INV: Towards Streaming Incremental Neural Videos

Shengze Wang,Alexey Supikov,Joshua Ratcliff,Henry Fuchs,Ronald Azuma
DOI: https://doi.org/10.48550/arXiv.2302.01532
2023-02-03
Abstract:Recent works in spatiotemporal radiance fields can produce photorealistic free-viewpoint videos. However, they are inherently unsuitable for interactive streaming scenarios (e.g. video conferencing, telepresence) because have an inevitable lag even if the training is instantaneous. This is because these approaches consume videos and thus have to buffer chunks of frames (often seconds) before processing. In this work, we take a step towards interactive streaming via a frame-by-frame approach naturally free of lag. Conventional wisdom believes that per-frame NeRFs are impractical due to prohibitive training costs and storage. We break this belief by introducing Incremental Neural Videos (INV), a per-frame NeRF that is efficiently trained and streamable. We designed INV based on two insights: (1) Our main finding is that MLPs naturally partition themselves into Structure and Color Layers, which store structural and color/texture information respectively. (2) We leverage this property to retain and improve upon knowledge from previous frames, thus amortizing training across frames and reducing redundant learning. As a result, with negligible changes to NeRF, INV can achieve good qualities (>28.6db) in 8min/frame. It can also outperform prior SOTA in 19% less training time.

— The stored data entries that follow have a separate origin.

PR #66, opened 2022-07-22
[WF-603] Resizable

blurbyte:
# Resizable component

### 🚀 Major Changes

- Implemented `Resizable` component: it renders its children separated by draggable dividers, so the width or height (depending on orientation) could be adjusted:
  - orientation could be changed (vertical / horizontal)
  - initial proportions could be set (otherwise subsections are split equally)
  - minimum size of subsection could be set, and subsection can't be collapsed below this value
  - it's possible to show / hide separators depending on the situation
  - there a few workarounds in styles because linter complains when too many vars are used in template literals (e.g. `${dimension}: ${size}px` is not fine for linter)
  - ⚠️ ~how onResizeEnd is handled is not ideal (it's called in useEffect which could cause memory leak); find another way to expose current proportions~

**Questions**
- What is better name: _divider_ or _separator_ (`showSeparators` prop)
- Is `minSubsectionSize` clear enough? Maybe there is better name for _subsection_?

## Screenshot(s):

Nested layout example:
resizable-example

Recording:
https://user-images.githubusercontent.com/20565536/180423674-1872edf6-4e6f-4b66-976b-dbdefc8e09ad.mp4

### DIFF
--- a/doc-site/examples/resizable/playground-config.tsx
+++ b/doc-site/examples/resizable/playground-config.tsx
@@ -18,7 +18,7 @@ function Playground() {
         backgroundColor: tokens.colors.beigeLight,
       }}
     >
-      <Resizable initialProportions={[60, 40]} showDividers>
+      <Resizable defaultProportions={[60, 40]} showDividers>
         <Paragraph style={{ padding: tokens.spacing.medium }}>
           First Panel
         </Paragraph>
--- a/doc-site/examples/resizable/playground-config.tsx
+++ b/doc-site/examples/resizable/playground-config.tsx
@@ -5,6 +5,7 @@ import { Paragraph } from '@datacamp/waffles/paragraph';
 import type { PlaygroundConfig } from '../../types';
 
 const initialCode = `
+import { tokens } from '@datacamp/waffles/tokens';
 import { Resizable } from '@datacamp/waffles/resizable';
 import { Paragraph } from '@datacamp/waffles/paragraph';
 
--- a/doc-site/examples/resizable/playground-config.tsx
+++ b/doc-site/examples/resizable/playground-config.tsx
@@ -1,0 +1,43 @@
+import { Resizable } from '@datacamp/waffles/resizable';
+import { Paragraph } from '@datacamp/waffles/paragraph';
+
+import type { PlaygroundConfig } from '../../types';
+
+const initialCode = `
+import { Resizable } from '@datacamp/waffles/resizable';
+import { Paragraph } from '@datacamp/waffles/paragraph';
+
+function Playground() {
+  return (
+    <div
+      style={{
+        width: '100%',
+        height: '200px',
+        borderRadius: '4px',
+        backgroundColor: '#F7F3EB',
+      }}
+    >
+      <Resizable initialProportions={[60, 40]} showSeparators>
+        <Paragraph style={{ padding: '16px' }}>
+          First Resizable Subsection
+        </Paragraph>
+        <Paragraph style={{ padding: '16px' }}>
+          Second Resizable Subsection
+        </Paragraph>
+      </Resizable>
+    </div>
+  );
+}
+
+export default Playground;
+`;
+
+const playgroundConfig: PlaygroundConfig = {
+  initialCode,
+  scope: {
+    Resizable,
+    Paragraph,
+  },
+};
+
+export default playgroundConfig;
--- a/doc-site/examples/resizable/playground-config.tsx
+++ b/doc-site/examples/resizable/playground-config.tsx
@@ -1,3 +1,4 @@
+import { tokens } from '@datacamp/waffles/tokens';
 import { Resizable } from '@datacamp/waffles/resizable';
 import { Paragraph } from '@datacamp/waffles/paragraph';
 
@@ -13,16 +14,16 @@ function Playground() {
       style={{
         width: '100%',
         height: '200px',
-        borderRadius: '4px',
-        backgroundColor: '#F7F3EB',
+        borderRadius: tokens.borderRadius.medium,
+        backgroundColor: tokens.colors.beigeLight,
       }}
     >
-      <Resizable initialProportions={[60, 40]} showSeparators>
-        <Paragraph style={{ padding: '16px' }}>
-          First Resizable Subsection
+      <Resizable initialProportions={[60, 40]} showDividers>
+        <Paragraph style={{ padding: tokens.spacing.medium }}>
+          First Panel
         </Paragraph>
-        <Paragraph style={{ padding: '16px' }}>
-          Second Resizable Subsection
+        <Paragraph style={{ padding: tokens.spacing.medium }}>
+          Second Panel
         </Paragraph>
       </Resizable>
     </div>
@@ -37,6 +38,7 @@ const playgroundConfig: PlaygroundConfig = {
   scope: {
     Resizable,
     Paragraph,
+    tokens,
   },
 };
 
--- a/src/resizable/constants.ts
+++ b/src/resizable/constants.ts
@@ -1,2 +1,3 @@
-export const DIVIDER_SIZE = 6;
+export const DIVIDER_HITBOX_SIZE = 7;
+export const DIVIDER_LINE_SIZE = 1;
 export const KEYBOARD_STEP = 10;
--- a/src/resizable/constants.ts
+++ b/src/resizable/constants.ts
@@ -1,2 +1,2 @@
-export const DIVIDER_WIDTH = 6;
+export const DIVIDER_SIZE = 6;
 export const KEYBOARD_STEP = 10;
--- a/src/resizable/constants.ts
+++ b/src/resizable/constants.ts
@@ -1,1 +1,2 @@
 export const DIVIDER_WIDTH = 6;
+export const KEYBOARD_STEP = 10;
--- a/src/resizable/constants.ts
+++ b/src/resizable/constants.ts
@@ -1,0 +1,1 @@
+export const DIVIDER_WIDTH = 6;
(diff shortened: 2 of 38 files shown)


src/resizable/constants.ts
```diff
@@ -0,0 +1,3 @@
+export const DIVIDER_HITBOX_SIZE = 7;
+export const DIVIDER_SEPARATOR_SIZE = 1;
+export const KEYBOARD_STEP = 10;
```
ixTec, line 3: I think we may want these configurable by the consumer?
Especially  `DIVIDER_HITBOX_SIZE` or `DIVIDER_HITBOX_SIZE`

src/resizable/resizable.tsx
```diff
@@ -0,0 +1,319 @@
...
+    dimension: 'height',
+    offset: 'y',
+    mousePosition: 'clientY',
+    keyPositive: 'ArrowDown',
+    keyNegative: 'ArrowUp',
+  },
+} as const;
+
+type ResizableProps = {
+  /* The elements to render in subsections, divided by separator. At lest 2 must be provided. */
```
ixTec, line 40: "... Must provide at least 2 (two) elements."

src/resizable/resizable.tsx
```diff
@@ -0,0 +1,319 @@
...
+  children: JSX.Element[];
+  /* The layout of the subsections. */
+  orientation?: 'vertical' | 'horizontal';
+  /* An array of proportions, e.g. `[2, 1, 1]`, which determine initial size of each subsection. Must have the same length as the number of provided elements. When not provided the subsections will default to equal sizes. */
+  initialProportions?: number[];
+  /* The minimal size of the subsection. Default is `100px`. */
```
ixTec, line 46: Change to "The minimum size..."

src/resizable/resizable.tsx
```diff
@@ -0,0 +1,319 @@
...
+    keyNegative: 'ArrowUp',
+  },
+} as const;
+
+type ResizableProps = {
+  /* The elements to render in subsections, divided by separator. At lest 2 must be provided. */
+  children: JSX.Element[];
+  /* The layout of the subsections. */
+  orientation?: 'vertical' | 'horizontal';
+  /* An array of proportions, e.g. `[2, 1, 1]`, which determine initial size of each subsection. Must have the same length as the number of provided elements. When not provided the subsections will default to equal sizes. */
```
ixTec, line 44: "... which determine the default relative size of each section. ..."

src/resizable/resizable.tsx
```diff
@@ -0,0 +1,319 @@
...
+  initialProportions?: number[];
+  /* The minimal size of the subsection. Default is `100px`. */
+  minSubsectionSize?: string;
+  /* If enabled, separators between subsections are visible. */
+  showSeparators?: boolean;
+  /* Sets the style of the separator suitable for dark backgrounds. */
+  inverted?: boolean;
+  /* Handler called when separator just started to move. */
```
ixTec, line 52: Can change comment to:
"Called when divider begins to move."

src/resizable/resizable.tsx
```diff
@@ -0,0 +1,319 @@
...
+  onResizeStart?: () => void;
+  /* Handler called when separator just stopped moving. Useful for retreiving subsections proportions after resizing via `proportions` argument. For example could be used to persist proportions in local storage. */
```
ixTec, line 54: Think we can remove the "for example..." bit and update this comment to be:

"Called when divider stops moving. Useful for retrieving the proportions of sections." I don't think it's currently clear what the `proportions` argument is here

src/resizable/subsection.tsx
```diff
@@ -0,0 +1,43 @@
...
+
+function Subsection({
+  children,
+  orientation,
+  isDragging,
+  compensateForSeparator,
+  dimension,
+}: SubsectionProps) {
+  // Because of frequent updates, pass width / height as regular style
+  // It prevents emotion from appling new class each time a new value is provided
```
ixTec, line 24: "applying"

ixTec (changes requested):
Some very creative solutions to tricky problems here, nice!

Added several comments to the code, but also some overall points too:

**Answers to questions:**
- I'm leaning towards `divider` as a term, so `showDividers`. etc
- In regards to `minSubsectionSize`, I think the documentation should mention it's width vs height depending on orientation. I think also something can only be a "subsection" if it's a child of another subsection, so I think "section" is enough. Likely `minSize` is enough here too though.

**Misc comments/feedback:**
- In regards to terminology, I am not keen on the "subsection"/"section" use. I think one of the following may be more suitable: "segment" or "panel" - what do you think?
- Would we benefit from a 'maxSize' prop also?
- I would rename `initialProportions` to `defaultSizes`
- There is quite a large issue when resizing the browser window (and thus changing the size of the resizable container). It does not update measurements of sections correctly. Happy to demonstrate this if needed
- I think there's some room for confusion over the `orientation` and how it impacts the layout. "Vertical" `orientation` splits the component into columns (and so across the container), but horizontal `orientation` splits it into rows, down the container ? Perhaps we need to reconsider this, especially if we compare to something like empty-state
- Looks like some of the types in the props table aren't resolving correctly (e.g. `children`)
- The labels used within the doc examples seem a bit mixed up. Some "First Second Subsection" and lots of "First Resizable Subsection" duplication in examples. Also, some should probably be "Section" vs "Subsection"

I still more comments to come next week on the actual component implementation

blurbyte:
Great review, a lot of good points. Based on feedback I'm planning to:

- Rename Separator -> Divider
- Reame Subsection -> Panel
- I think `initialProportions` better reflect, what it actually does; I feel `defaultSizes` kind of implies you want to provide sizes in pixels
- Good catch about not handling browser window resize - in this case proportions should be preserved
- About `orientation`: `row` / `column` is a possibility here for sure
- Children are `JSX.Element[]` so its technically `arrayType`

Something for future releases:

- `maxSize`

src/resizable/constants.ts
blurbyte: Yeah, something to consider for future releases, maybe even providing custom divider component. But overall it should be rather rare use case. In general we want all resizables to look the same.

doc-site/examples/resizable/playground-config.tsx
```diff
@@ -0,0 +1,43 @@
...
+
+const initialCode = `
+import { Resizable } from '@datacamp/waffles/resizable';
+import { Paragraph } from '@datacamp/waffles/paragraph';
+
+function Playground() {
+  return (
+    <div
+      style={{
+        width: '100%',
```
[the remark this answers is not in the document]
blurbyte: That's what I tried at first, but turns out emotion was going crazy and applied new class each time value changed when dragging, which you can imagine affected performance by a lot (made it laggy).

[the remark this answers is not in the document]
blurbyte: For some reason emotion is not working in playground so have to use regular `style`.

doc-site/examples/resizable/playground-config.tsx
```diff
@@ -0,0 +1,43 @@
...
+        height: '200px',
+        borderRadius: '4px',
```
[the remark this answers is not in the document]
blurbyte: Will check it, not 100% sure if will work in playground.

ixTec (changes requested):
Looking much better!

- Uses of `subsection` should be updated to be `panel`
- Uses of `separator` should be updated to be `divider`
- There's some funky behaviour around resizing after resizing another one. It's almost like it allows you resize beyond the original min size? (see attached video
- Previously discussed resize behaviour

https://user-images.githubusercontent.com/9938773/180987499-5b9b1f14-e2f8-4c9f-afc4-d8cb81cf12d1.mov

src/resizable/resizable.tsx
```diff
@@ -0,0 +1,330 @@
...
+
+        setPanelsDimensions((previousDimensions) => {
+          if (containerRef.current && currentDividerIndex.current !== null) {
+            const updatedDimensions = previousDimensions;
+            const dividerIndex = currentDividerIndex.current;
+            const containerBoundingBox =
+              containerRef.current.getBoundingClientRect();
+
+            // Set min and max divider positions, so it can't be dragged beyond container boundaries
+            let minDividerPosition = 0;
```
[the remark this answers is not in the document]
blurbyte: Really good suggestion, makes it much more readable.

doc-site/examples/resizable/playground-config.tsx
```diff
@@ -0,0 +1,45 @@
+import { tokens } from '@datacamp/waffles/tokens';
+import { Resizable } from '@datacamp/waffles/resizable';
+import { Paragraph } from '@datacamp/waffles/paragraph';
+
+import type { PlaygroundConfig } from '../../types';
+
+const initialCode = `
+import { Resizable } from '@datacamp/waffles/resizable';
+import { Paragraph } from '@datacamp/waffles/paragraph';
```
ixTec, line 9: tokens should be included as an import in the initial code for the example

src/resizable/resizable.tsx
```diff
@@ -0,0 +1,367 @@
...
+} as const;
+
+type ResizableProps = {
+  /* The elements to render in separate panels, divided by separator. Must provide at least _two_ elements. */
+  children: JSX.Element[];
+  /* The layout of the panels. */
+  layout?: 'column' | 'row';
+  /* An array of proportions, e.g. `[2, 1, 1]`, which determine the default relative size of each panel. Must have the same length as the number of provided elements. When not provided the panels will default to equal sizes. */
+  defaultProportions?: number[];
+  /* The minimum size of the panel. When resizing, panel can't be collapsed below this value. Default is `100px`. */
```
ixTec, line 48: Should mention that this value should be specified only in pixels

ixTec (changes requested):
I really like the advanced usage example! Nice one.

Approved with some minor changes required before merge (some could be put into the refinement ticket):

- Missing import inside playground example
- `minSize` prop description should mention that this value should be specified in pixels
- If a `minSize` value is provided that is larger than the width of the component, it does not look good :D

Additionally, our Temporal Weight Compression reduces the per-frame size to 0.3MB/frame (6.6% of NeRF). More importantly, INV is free from buffer lag and is naturally fit for streaming. While this work does not achieve real-time training, it shows that incremental approaches like INV present new possibilities in interactive 3D streaming. Moreover, our discovery of natural information partition leads to a better understanding and manipulation of MLPs. Code and dataset will be released soon.
Computer Vision and Pattern Recognition,Graphics
What problem does this paper attempt to address?

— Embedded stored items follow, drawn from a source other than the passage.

PR #69, opened 2022-07-28
[WF-551] Add `isLoading` state to button

ixTec:
# Add `isLoading` state to button

### 🚀 Major Changes

- Add new `isLoading` prop for button component
    - Button will maintain width from original content, unless `loadingLabel` is provided and as larger than original content
- Added `loadingLabel` prop
     - Optional prop to provide a label to the button in the loading state

### ❓ Misc Changes

- Fix a couple of minor ts issues
- Fixed an issue with the rendering of the `Loader` component

## Screenshot(s):
Screenshot 2022-07-28 at 14 52 47

https://user-images.githubusercontent.com/9938773/181522787-546b5d8f-6f41-4067-8072-1a02d11ba01e.mov


doc-site/pages/components/button.mdx
```diff
@@ -134,6 +135,10 @@ For standalone navigational actions, it is fine to use button&mdash;just set com
   <AsALink />
 </Example>
 
+<Example title="Is Loading" path="button/is-loading">
```
blurbyte, line 138: I think it shouldn't be standalone example but part of 'States'.

src/button/__tests__/button.spec.tsx
```diff
@@ -202,6 +202,19 @@ describe('Button', () => {
     expect(icons).toHaveLength(2);
   });
 
+  it('renders loader with isloading prop', () => {
```
blurbyte, line 205: Should be `isLoading`

src/button/button-internal.tsx
```diff
@@ -73,6 +88,7 @@ function ButtonInternal<T extends React.ElementType = 'button'>(
   return (
     <Element
       {...mergeProps(focusProps, restProps)}
+      {...(isLoading ? { disabled: true } : null)}
```
blurbyte, line 91: Maybe `{...(isLoading && { disabled: true }}`?

blurbyte (changes requested):

blurbyte (changes requested):
Looks nice!

A few things to update:
1. When it's icon-only button (some icon provided via `icon` prop) it should be square. if  I think removing paddings on sides and setting width to proper `sizing` depending on button size should do the trick.
2. Tbh I think 'Cannot be provided alongside the iconLeft property' is unnecessarily restrictive - just replace the content of the button when it's loading whether icon was provided or not. Provided icons shouldn't be displayed when loading. It's similar for Input, when you specify `type=search` it 'replaces' leftIcon with looking glass.
3. Something we might do in future, not necessarily now: I think it might be worth 'saving' the width of the button before loading so it won't change the size when loading is triggered. It's pretty annoying when buttons change their sizes depending on state.

lensbart:
Two minor typographic remarks:
* No space between ellipsis and preceding word
* Use the proper character `…` instead of three dots `...`

src/button/button-internal.tsx
```diff
@@ -73,21 +86,23 @@ function ButtonInternal<T extends React.ElementType = 'button'>(
   return (
     <Element
       {...mergeProps(focusProps, restProps)}
+      {...(isLoading && { disabled: true })}
```
blurbyte, line 89: We will need to handle `aria-label` here to so the 'Loading' text would be appended to original one, while loading.

src/button/button-internal.tsx
```diff
@@ -73,21 +86,23 @@ function ButtonInternal<T extends React.ElementType = 'button'>(
...
+        isLoading,
         isFocusVisible,
       })}
     >
       {icon ? (
         renderIcon(icon)
       ) : (
         <>
-          {iconLeft && renderIcon(iconLeft)}
+          {iconLeft && !isLoading && renderIcon(iconLeft)}
```
blurbyte, line 105: It could be good idea to create `renderLeftIcon` helper and just based on scenario render either icon / loader / nothing in this slot.

src/button/button-internal.tsx
```diff
@@ -102,6 +117,17 @@ function ButtonInternal<T extends React.ElementType = 'button'>(
           {iconRight && renderIcon(iconRight)}
```
blurbyte, line 117: Could be rendered conditionally `!isLoading && iconRight && renderIcon(iconRight)`, it will make it clearer what is happening rather than applying CSS style which is coming from parent.

src/button/button-internal.tsx
```diff
@@ -73,21 +86,23 @@ function ButtonInternal<T extends React.ElementType = 'button'>(
...
     >
       {icon ? (
         renderIcon(icon)
       ) : (
         <>
-          {iconLeft && renderIcon(iconLeft)}
+          {iconLeft && !isLoading && renderIcon(iconLeft)}
           {children && (
             <span
               css={innerContentStyle({
```
blurbyte, line 108: Here I would add `isLoading` option and apply those height / width styles based on it.

src/button/button-internal.tsx
```diff
@@ -102,6 +117,17 @@ function ButtonInternal<T extends React.ElementType = 'button'>(
...
       )}
+      {isLoading && (
+        <div
+          css={loaderWrapperStyle({ size, hasLoadingLabel: !!loadingLabel })}
+        >
+          <Loader
+            css={loaderStyle({ variant, inverted })}
+            width={size === 'small' ? '12' : '16'} // Setting width prop here so that it gets passed to the loader as restProps for the svg element
+          />
+          {loadingLabel && <span>{loadingLabel}</span>}
```
blurbyte, line 128: For now (unless someones complain) I would just hardcode 'Loading...' label. Could use exact the same styling as for `innerContentStyle`, or just add padding to the left to compensate for loader (which is technically `iconLeft`) which will always be there.

src/loader/keyframes.ts
```diff
@@ -8,18 +8,17 @@ export const stroke = keyframes`
 
 export const loaderStartMask = keyframes`
   0%, 6% {
-    clip-path: polygon(0% -12%, 0% -12%, 169% 65.5%, 169% 65.5%);
+    clip-path: polygon(0% -5%, 0% 178%, 188% 106%, 178% 69%);
```
blurbyte, line 11: Changing the first percentage value from 0% to -10% for all those mask styles fixed for me this weird 'cut edge' issue:

Before
Screenshot 2022-08-03 at 13 52 58
After
Screenshot 2022-08-03 at 13 52 44

blurbyte (changes requested):
I think that, at least for now, we don't really need `loadingLabel` - it might lead to unnecessary inconsistencies. Just hardcoded 'Loading...' string should be enough for now. Not really sure why someone would want it customized.

It's kind of good for accessibility to always show this loading label. Screen reader announces it properly as well.
For icon-only button `aria-label` should be updated to `aria-label={`${previous-aria-label} Loading`}`.

I think it might be good idea to make handling of loading a bit more clearer internally, so instead of hiding everything with CSS applied to parent, just render it conditionally and apply styles explicitly.

Also investigated a bit issue with loader SVG (it was driving me crazy 😜 ) - it seems adding some negative percentages to polygon mask in `loaderStartMask`, and `loaderEndMask` fixed it for me. Not sure if it won't break anything else.

Not entirely sure if it's me but animation seems super slow. For regular `Loader` it takes 5 seconds to complete and here it's like 10 or so.

src/button/button-internal.tsx
ixTec: We can't conditionally render any of the original content if we want the width to be maintained when in loading state. We instead have to hide it via opacity

src/button/button-internal.tsx
ixTec: Regarding loadingLabel, Petra wanted it customisable which is why I added it as an optional prop. I think we have an issue by showing a default label because if the original content is short then the default loading label would make the button width grow - something we want to avoid right?

src/button/button-internal.tsx
ixTec: Not sure I understand this? We don't want to modify the original content at all when in loading state

src/button/button-internal.tsx
ixTec: We still want an iconLeft to render even in loading view (as it takes up width within the button, but will be hidden via opacity)

src/button/button-internal.tsx
blurbyte: Yes, you're right. It will make it shorter if we will remove it from DOM.

blurbyte (changes requested):
There are a few issues left to fix:

- my suggestion with conditional rendering was wrong, since components will be removed from DOM and width won't be preserved, so I guess the easiest solution would be, while loading, to wrap whole content (icons, label) with some `span` and set height and opacity to 0. So ideally button width when loading should match the width when not loading. At lest for now we don't care about case when content is shorter.
Screenshot 2022-08-04 at 14 42 22

- there is little problem with loader, it's now slightly cut diagonally at the top

src/button/button-internal.tsx
```diff
@@ -57,8 +70,8 @@ function ButtonInternal<T extends React.ElementType = 'button'>(
   ref?: PolymorphicRef<T>,
 ) {
   const Element = as || 'button';
-
   const { focusProps, isFocusVisible } = useFocusRing();
+  const { 'aria-label': ariaLabel } = restProps;
```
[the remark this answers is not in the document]
ixTec: Not sure I see what the difference in this vs my current approach is?

src/loader/__tests__/__snapshots__/loader.spec.tsx.snap
```diff
@@ -67,7 +68,7 @@ exports[`Loader renders a loader 1`] = `
   >
     <svg
       class="emotion-2"
-      viewBox="0 0 2640 3444"
+      viewBox="0 0 2569 3403"
```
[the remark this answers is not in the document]
ixTec: Viewbox appeared to be incorrect based on the svg paths, so I had to fix this

blurbyte:
In general we stick to either `default` or `pointer`. Other cursors are fun for sure, but feel rather cheap, and so 2000. Not sure we need more cues here - there is loader and huge loading label. I can ask designers about their opinion next week.

src/menu/button.tsx
```diff
@@ -40,13 +40,12 @@ function MenuButton<T extends React.ElementType = 'button'>({
...
 
   return (
-    // @ts-expect-error: spread props out of sync
     <Button
       {...getItemProps({
         onClick: handleClick,
         ...restProps,
       })}
-      ref={(node) => (listRef.current[index] = node)}
+      ref={(node: HTMLButtonElement) => (listRef.current[index] = node)}
```
blurbyte, line 48: Good catch 👍

src/button/button-internal.tsx
```diff
@@ -102,6 +119,15 @@ function ButtonInternal<T extends React.ElementType = 'button'>(
           {iconRight && renderIcon(iconRight)}
         </>
       )}
+      {isLoading && (
+        <div css={loaderWrapperStyle({ size, hasLoadingLabel: !icon })}>
```
blurbyte, line 123: I think it may be good idea to create separate internal component out of it.

src/button/button-internal.tsx
```diff
@@ -11,6 +18,10 @@ type ButtonBaseProps = {
   variant?: 'primary' | 'secondary' | 'plain' | 'destructive' | 'upgrade';
   /* Defines the size of the button. In most cases default `medium` size should be used. */
   size?: 'small' | 'medium' | 'large';
+  /* Whether the button is in it's loading state. The button will maintain the width of it's child content, unless `loadingLabel` is provided and longer than the original content. */
+  isLoading?: boolean;
+  /* An optional label to be shown whilst `isLoading` is set to true. */
+  loadingLabel?: React.ReactNode;
```
blurbyte, line 24: We don't need it anymore.

blurbyte (changes requested):
We are really close, there is still one issue:

Screenshot 2022-08-05 at 15 34 15

Because when loading `flex-direction` is changed elements are stacked vertically under rather next to each other, the width is not preserved. I think we have 2 possible solutions here: either add wrapper for before-loading content or position loader content absolutely in the center of the button.

Besides that everything looks good.

src/button/button-internal.tsx
```diff
@@ -73,21 +85,26 @@ function ButtonInternal<T extends React.ElementType = 'button'>(
...
+        isLoading,
         isFocusVisible,
       })}
     >
       {icon ? (
         renderIcon(icon)
       ) : (
         <>
-          {iconLeft && renderIcon(iconLeft)}
+          {iconLeft && !isLoading && renderIcon(iconLeft)}
```
blurbyte, line 107: I was wrong with this one. In current setup, we shouldn't render it conditionally. `iconLeft && !isLoading && renderIcon(iconLeft)` is fine here.

blurbyte (changes requested):

src/button/loader.tsx
```diff
@@ -0,0 +1,27 @@
...
+type ButtonLoaderProps = {
+  size: NonNullable<React.ComponentProps<typeof Button>['size']>;
+  variant: NonNullable<React.ComponentProps<typeof Button>['variant']>;
+  inverted: NonNullable<React.ComponentProps<typeof Button>['inverted']>;
+  hasIcon: boolean;
+};
+
+function ButtonLoader({ size, variant, inverted, hasIcon }: ButtonLoaderProps) {
+  return (
+    <div css={loaderWrapperStyle({ size, hasLoadingLabel: !hasIcon })}>
```
blurbyte, line 17: Ideally we should use `<span>` here since technically it's more semantically correct to use it within in button element.

src/button/loader.tsx
```diff
@@ -0,0 +1,27 @@
...
+import { Loader } from '../loader';
+
+import { loaderStyle, loaderWrapperStyle } from './styles';
+import Button from './button';
+
+type ButtonLoaderProps = {
+  size: NonNullable<React.ComponentProps<typeof Button>['size']>;
+  variant: NonNullable<React.ComponentProps<typeof Button>['variant']>;
+  inverted: NonNullable<React.ComponentProps<typeof Button>['inverted']>;
+  hasIcon: boolean;
```
blurbyte, line 12: I would change it to `isIconOnly`. I think it better describes what's the purpose of it.

src/button/button-internal.tsx
```diff
@@ -73,34 +77,36 @@ function ButtonInternal<T extends React.ElementType = 'button'>(
...
         hasIcon: !!icon,
+        isLoading,
         isFocusVisible,
       })}
     >
       {icon ? (
         renderIcon(icon)
       ) : (
-        <>
+        <span
```
blurbyte, line 98: So much simpler, thanks to `gap` 👏 .

src/button/button-internal.tsx
```diff
@@ -73,34 +77,36 @@ function ButtonInternal<T extends React.ElementType = 'button'>(
...
+          css={innerContentStyle({
+            size,
```
blurbyte, line 100: I would add `isLoading` here instead of using `& > *:not(div)` in styles.

src/button/button-internal.tsx
```diff
@@ -3,6 +3,7 @@ import { mergeProps } from '@react-aria/utils';
 import { useFocusRing } from '@react-aria/focus';
 
 import { buttonStyle, innerContentStyle } from './styles';
+import ButtonLoader from './loader';
```
blurbyte, line 6: Probably can call it just `Loader` since there is no clash with our asset.

src/button/styles.ts
```diff
@@ -165,6 +167,7 @@ export function buttonStyle({
     width: ${fullWidth ? '100%' : 'auto'};
     padding-left: ${!hasIcon && sizeMap[size].spacing};
     padding-right: ${!hasIcon && sizeMap[size].spacing};
+    flex-direction: ${isLoading ? 'column' : 'row'};
```
blurbyte, line 170: Is it still even needed? I guess `column` should handle both.

blurbyte (changes requested):
Looks great, just a few minor tweaks. Really like usage of `gap` in content wrapper. Makes things much cleaner.

src/button/button-internal.tsx
```diff
@@ -73,34 +77,36 @@ function ButtonInternal<T extends React.ElementType = 'button'>(
...
-              {children}
-            </span>
-          )}
+          {children}
           {iconRight && renderIcon(iconRight)}
-        </>
+        </span>
+      )}
+      {isLoading && (
+        <ButtonLoader size={size} variant={variant} inverted hasIcon={!!icon} />
```
blurbyte, line 109: When there are a lot of props with same names we can use `{...{ size, variant, inverted, isIconOnly: !!icon }}`.

blurbyte (changes requested):

src/button/button-internal.tsx
ixTec: Keeping it as `ButtonLoader` to save us having to use an alias within the button loader component. I don't think it makes any difference in this case and helps avoid us accidentally importing it when using loader internally 😄

src/button/button-internal.tsx
ixTec: Good idea, cheers!

src/button/button-internal.tsx
ixTec: Leaving as is, from our discussion

src/button/styles.ts
ixTec: Good catch, `column` should now work for both as we've wrapped the content

blurbyte (approved):
Looks great! Let's merge 🚀.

The problem that this paper attempts to solve is to achieve high - quality free - view - point video generation in interactive streaming media scenarios (such as video conferencing, tele - presence). Although the existing spatio - temporal radiance field methods can generate realistic free - view - point videos, there is an inevitable delay because a large number of frames need to be buffered for processing, which makes them unsuitable for scenarios requiring real - time interaction. The paper proposes a new method - Incremental Neural Videos (INV). By processing frame by frame, it reduces the delay and has significant optimizations in both training time and storage cost, thus being more suitable for interactive 3D video streaming applications. Specifically, the main contributions of the paper include: 1. **Naturally segmenting the structure layer and the color layer**: It has been found that the multi - layer perceptron (MLP) will naturally divide its internal layers into the early layers that store structural information (structure layer) and the later layers that store color / texture information (color layer). This finding helps to understand the working mechanism of MLP more clearly and provides more effective means of operation. 2. **Designing Incremental Neural Videos (INV)**: Based on the above findings, INV consists of two sub - modules: (1) A color module shared across frames, which is used to encode the color / texture of the scene; (2) A structure module stored per frame, which is used to encode the changing structure of the dynamic scene. This method not only reduces the storage requirements but also improves the training efficiency. 3. **Proposing structure transfer**: This is an incremental training scheme. By using the information already learned in the previous frame to accelerate the training of subsequent frames, the training time is significantly reduced. In addition, the paper also proposes a time - weight compression technique, which further compresses the size of the model, making the size of each INV frame only 0.3MB, accounting for 6.6% of the size of the original NeRF model. These innovations enable INV to complete high - quality training for each frame within a few minutes and are suitable for streaming media transmission, opening up new possibilities for future interactive 3D video applications.